PR #2410, opened 2024-10-16
adaptions and clarifications on "Garden Linux Release Plan Overview"

yeoldegrove:

Here a few adaptions and clarifications, based on the discussions we had this week.

### DIFF
--- a/docs/00_introduction/release.md
+++ b/docs/00_introduction/release.md
@@ -6,17 +6,29 @@ On this page you will learn about the Garden Linux releases and their lifecycle.
 
 ### Stable releases
 
-You can expect up to four Garden Linux releases per year, published up to once per quarter. A new release _(e.g. 1443.0 or "release 1443")_ includes major changes like newer major version of software package or library. Within a release maintenance period, changes are published as release patches _(e.g. 1443.1 or "patch 1 of release 1443")_. Each release is maintained nine months, while going through following maintenance phases:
::::
## Exercise description
Can you reproduce all the material exactly?

## Answer to the problem
PR #2410, opened 2024-10-16
adaptions and clarifications on "Garden Linux Release Plan Overview"

yeoldegrove:

Here a few adaptions and clarifications, based on the discussions we had this week.

### DIFF
--- a/docs/00_introduction/release.md
+++ b/docs/00_introduction/release.md
@@ -6,17 +6,29 @@ On this page you will learn about the Garden Linux releases and their lifecycle.
 
 ### Stable releases
 
-You can expect up to four Garden Linux releases per year, published up to once per quarter. A new release _(e.g. 1443.0 or "release 1443")_ includes major changes like newer major version of software package or library. Within a release maintenance period, changes are published as release patches _(e.g. 1443.1 or "patch 1 of release 1443")_. Each release is maintained nine months, while going through following maintenance phases:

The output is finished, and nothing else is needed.